INSTRUCTIONS FOR THE TASK
Scan the data below for lines holding the word "changes", and copy each line found.

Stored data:
——
PR #4035, opened 2025-03-18
Support static website Read() from id in addition to state to enable import

### LINKED ISSUE #4028: Importing ` azure-native:storage:StorageAccountStaticWebsite` fails with `"accountName" not found in resource state`
### What happened?

When attempting to import a `StorageAccountStaticWebsite`, the preview fails with `"accountName" not found in resource state`

### Example

Create a Storage Account with a Static Website configuration.

Attempt to import it:

```
pulumi import azure-native:storage:StorageAccountStaticWebsite <storage account>/staticwebsite /subscriptions/<subId>/resourceGroups/<rgName>/providers/Microsoft.Storage/storageAccounts/<storage account>/staticWebsite
```

Error message:

```
     Type                                                 Name                          Plan       Info
     pulumi:pulumi:Stack                                  azure-py-import-dev                      1 error
 =   └─ azure-native:storage:StorageAccountStaticWebsite  importsapulkay/staticwebsite  import     1 error

Diagnostics:
  azure-native:storage:StorageAccountStaticWebsite (importsapulkay/staticwebsite):
    error: Preview failed: "accountName" not found in resource state

  pulumi:pulumi:Stack (azure-py-import-dev):
    error: preview failed
```

### Output of `pulumi about`

```
Version      3.156.0
Go Version   go1.24.1
Go Compiler  gc

Plugins
resource  azure-native  2.89.1
language  python        3.156.0

Host     
OS       darwin
Version  15.3.2
Arch     arm64

This project is written in python: executable='azure-py-import/.venv/bin/python' version='3.13.2'

TYPE                                  URN
pulumi:pulumi:Stack                   urn:pulumi:dev::azure-py-import::pulumi:pulumi:Stack::azure-py-import-dev
pulumi:providers:azure-native         urn:pulumi:dev::azure-py-import::pulumi:providers:azure-native::default_2_89_1
azure-native:resources:ResourceGroup  urn:pulumi:dev::azure-py-import::azure-native:resources:ResourceGroup::rs_rg_import
azure-native:storage:StorageAccount   urn:pulumi:dev::azure-py-import::azure-native:storage:StorageAccount::importsapulkay

Dependencies:
NAME                 VERSION
pulumi_azure_native  2.89.1
```

### Additional context

Possibly somewhat related to #3357?

### Contributing

thomas11:
When importing, there is no state yet and `Read` is called with only the id. That's enough but the previous code didn't expect that and failed.

Resolves #4028.

### DIFF
--- a/provider/pkg/resources/customresources/custom_storage_azidentity.go
+++ b/provider/pkg/resources/customresources/custom_storage_azidentity.go
@@ -130,13 +130,20 @@ func (r *staticWebsite_azidentity) newStorageAccountClient(properties resource.P
 	return newStorageAccountClient(properties, r.env, r.creds)
 }
 
+func (r *staticWebsite_azidentity) newStorageAccountClientForAccount(accName string) (*azblob.Client, error) {
+	return newStorageAccountClientForAccount(accName, r.env, r.creds)
+}
+
 func newStorageAccountClient(properties resource.PropertyMap, env cloud.Configuration, creds azcore.TokenCredential) (*azblob.Client, error) {
 	acc := properties[accountName]
 	if !acc.HasValue() || !acc.IsString() {
 		return nil, errors.Errorf("%q not found in resource state", accountName)
 	}
 	accName := acc.StringValue()
+	return newStorageAccountClientForAccount(accName, env, creds)
+}
 
+func newStorageAccountClientForAccount(accName string, env cloud.Configuration, creds azcore.TokenCredential) (*azblob.Client, error) {
 	saUrl, err := getStorageAccountURL(accName, env)
 	if err != nil {
 		return nil, err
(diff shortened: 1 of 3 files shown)


provider/pkg/resources/customresources/custom_storage_azidentity.go
```diff
@@ -130,13 +130,20 @@ func (r *staticWebsite_azidentity) newStorageAccountClient(properties resource.P
 	return newStorageAccountClient(properties, r.env, r.creds)
 }
 
+func (r *staticWebsite_azidentity) newStorageAccountClientForAccount(accName string) (*azblob.Client, error) {
+	return newStorageAccountClientForAccount(accName, r.env, r.creds)
+}
```
danielrbradley, line 135: This new method threw me a little when reading the diff being the same name as the thing it calls within. Looks like it's only called in one place, could we just call inner function directly there?

danielrbradley (approved):
This looks okay to me .. I assume this was only a bug in the azidentity version?

provider/pkg/resources/customresources/custom_storage_azidentity.go
thomas11: This pattern mirrors the existing `newStorageAccountClient` that also exists twice. I think it makes sense - they do the same thing but the method on the resource needs fewer arguments.

thomas11:
> This looks okay to me .. I assume this was only a bug in the azidentity version?

It's a bug in both but I don't think we should spend time fixing the autorest code anymore. I'm hoping to remove it soon.

PR #4036, opened 2025-03-18
In v3, generate default versions only SDK for Go, too

thomas11:
This is a follow-up to #4016 where I had forgotten that Go SDK generation works differently than the other languages. Fortunately, the code already accepts the required arguments, we just need to pass them.

This PR has no effect on the SDK in v2.x, only in v3.x.

I wonder if we should remove the "default" schema location altogether and just make the argument mandatory.


danielrbradley:
@thomas11 could you expand the PR description to explain what changes are expected to be seen in in the generated Go SDK?

danielrbradley:
Comparing the generation results of running `make build_go` between this branch and master, there is no reported difference.

image

danielrbradley (approved):

EronWright (approved):

PR #4042, opened 2025-03-19
Disambiguate enums for Single Server MySQL/Postgres from Flexible Server counterparts

thomas11:
Fixes [this test failure on v3](https://github.com/pulumi/pulumi-azure-native/actions/runs/13947231847/job/39038489959):
> azure-native:dbforpostgresql:Server server creating (4s) error: Status=400 Code="ParameterOutOfRange" Message="The value of the 'Sku.Tier' should be in: [Burstable, GeneralPurpose, MemoryOptimized]. Verify that the specified parameter value is correct."

The failure is caused by #3817 being incomplete. It disambiguated resource names, but types are still shared and not disambiguated.

This PR is only a band-aid for the particular error. The other resources that were disambiguated in #3817 are missing, as well as types that are not enums.

### DIFF
--- a/examples/cs-postgres-configuration/Stack.cs
+++ b/examples/cs-postgres-configuration/Stack.cs
@@ -19,7 +19,7 @@ class MyStack : Stack
             Sku = new SkuArgs
             {
                 Name = "Standard_B1ms",
-                Tier = SkuTier.Basic
+                Tier = SkuTier.Burstable
             },
             Storage = new StorageArgs
             {


EronWright:
Reference:
- [postgresql.SkuTier](https://learn.microsoft.com/en-us/python/api/azure-mgmt-rdbms/azure.mgmt.rdbms.postgresql.models.skutier?view=azure-python)
- [postgresql_flexibleservers.SkuTier](https://learn.microsoft.com/en-us/python/api/azure-mgmt-rdbms/azure.mgmt.rdbms.postgresql_flexibleservers.models.skutier?view=azure-python)

provider/pkg/gen/types.go
```diff
@@ -262,6 +262,13 @@ func (m *moduleGenerator) genEnumType(schema *spec.Schema, context *openapi.Refe
 	}
 	enumName = m.typeNameOverride(ToUpperCamel(enumName))
 
+	if m.moduleName == "DBforMySQL" && m.resourceName == "SingleServer" {
+		enumName = "SingleServer" + enumName
+	}
+	if m.moduleName == "DBforPostgreSQL" && m.resourceName == "SingleServer" {
+		enumName = "SingleServer" + enumName
+	}
```
mjeffryes, line 270: should we add a test case for this?

EronWright:
Looking at the upstream Azure SDK, seems like the flexible servers are in a different package (postgresql_flexibleservers), so that the SkuTier type doesn't clash.  Are other types likely to clash if we continue down this road of renaming the types?  Can we use a different namespace?

danielrbradley (approved):
This looks okay to me. The actual change is scoped nice and tight to the single resources.

Tricky to fully review the SDK diffs, but again, look fine on the surface.

PR #4043, opened 2025-03-19
Fix generic resources by passing the correct API version to Read and Delete

thomas11:
This PR is a follow-up to #3985. It was incomplete which went undetected because of an accidental poor choice of API version in the integration test. The test used to use 2022-09-01 which happened to be a valid version for both the `resources` and the `storage` module.

### DIFF
--- a/provider/pkg/provider/crud/crud.go
+++ b/provider/pkg/provider/crud/crud.go
@@ -44,7 +44,8 @@ type ResourceCrudOperations interface {
 	CanCreate(ctx context.Context, id string) error
 	CreateOrUpdate(ctx context.Context, id string, bodyParams, queryParams map[string]any) (map[string]any, bool, error)
 	// `overrideApiVersion` is (rarely) used for generic resources like resources:Resource where the API version is
-	// specified by the user and passed on to another Azure service.
+	// specified by the user and passed on to another Azure service. Leaving it empty means use the API version from
+	// resource metadata, which is the standard case.
 	Read(ctx context.Context, id string, overrideApiVersion string) (map[string]any, error)
 	HandleErrorWithCheckpoint(ctx context.Context, err error, id string, inputs resource.PropertyMap, properties *structpb.Struct) error
 }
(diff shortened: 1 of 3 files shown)


provider/pkg/provider/crud/crud.go
```diff
@@ -43,7 +43,9 @@ type AzureRESTConverter interface {
 type ResourceCrudOperations interface {
 	CanCreate(ctx context.Context, id string) error
 	CreateOrUpdate(ctx context.Context, id string, bodyParams, queryParams map[string]any) (map[string]any, bool, error)
-	Read(ctx context.Context, id string) (map[string]any, error)
+	// `overrideApiVersion` is (rarely) used for generic resources like resources:Resource where the API version is
+	// specified by the user and passed on to another Azure service.
+	Read(ctx context.Context, id string, overrideApiVersion string) (map[string]any, error)
```
danielrbradley, line 48: It looks like a blank string means it's not overridden? Might be worth noting in the comment

provider/pkg/provider/crud/crud.go
```diff
@@ -83,7 +83,9 @@ type ResourceCrudClient interface {
 	ResourceCrudOperations
 	AzureRESTConverter
 	SubresourceMaintainer
-	ApiVersion() string
+	// ApiVersion returns the API version for the resource. The second return value is the value of
+	// `ApiVersionIsUserInput` on the underlying resources.AzureAPIResource.
+	ApiVersion() (string, bool)
```
danielrbradley, line 88: Why not have these two return values as separate methods which indicate what their value means directly rather than relying on the comment?

provider/pkg/resources/resources.go
```diff
@@ -99,7 +99,10 @@ type AzureAPIType struct {
 type AzureAPIResource struct {
 	// API version in "2020-10-01" format.
 	APIVersion string `json:"apiVersion"`
-	Path       string `json:"path"`
+	// True if the "apiVersion" parameter is set by the user, not the provider.
+	ApiVersionIsUserInput bool `json:"apiVersionIsUserInput,omitempty"`
```
danielrbradley, line 103: Is this only true for the generic resource or are there other resources affected by this too?

thomas11: There's one other that we know of, `authorization:ManagementLockAtResourceLevel`. The definite list is [here](https://github.com/pulumi/pulumi-azure-native/blob/999017ccc376b938675f0c590c180c3741c6de91/provider/pkg/gen/schema.go#L1597).

thomas11:
> I think this is fine, though it's a little odd because I can't actually see any changes which show how this manifests or its impact - as I assume it only affects the metadata which we don't commit?

It only affects metadata, yes. The visible effect is that the integration test passes on v3.

> Does this only affect the generic resource or are there others?

It affects the generic resource and `authorization:ManagementLockAtResourceLevel`.

danielrbradley (approved):

PR #4045, opened 2025-03-20
Add more type name overrides for conflicting enums in v3

thomas11:
This PR replaces #4042 with a different solution, using an override mechanism we already have.

There are no visible changes here because the overrides are gated to v3+. Here's [the v3 branch with this change cherry-picked and regenerated](https://github.com/pulumi/pulumi-azure-native/tree/v3) and a [master build with this change](https://github.com/pulumi/pulumi-azure-native/actions/runs/13970791886).


danielrbradley (approved):
Ah that SDK change looks much better - adding the new types alongside the old ones then switching some references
——
REPLY
@thomas11 could you expand the PR description to explain what changes are expected to be seen in in the generated Go SDK?
> I think this is fine, though it's a little odd because I can't actually see any changes which show how this manifests or its impact - as I assume it only affects the metadata which we don't commit?
There are no visible changes here because the overrides are gated to v3+. Here's [the v3 branch with this change cherry-picked and regenerated](https://github.com/pulumi/pulumi-azure-native/tree/v3) and a [master build with this change](https://github.com/pulumi/pulumi-azure-native/actions/runs/13970791886).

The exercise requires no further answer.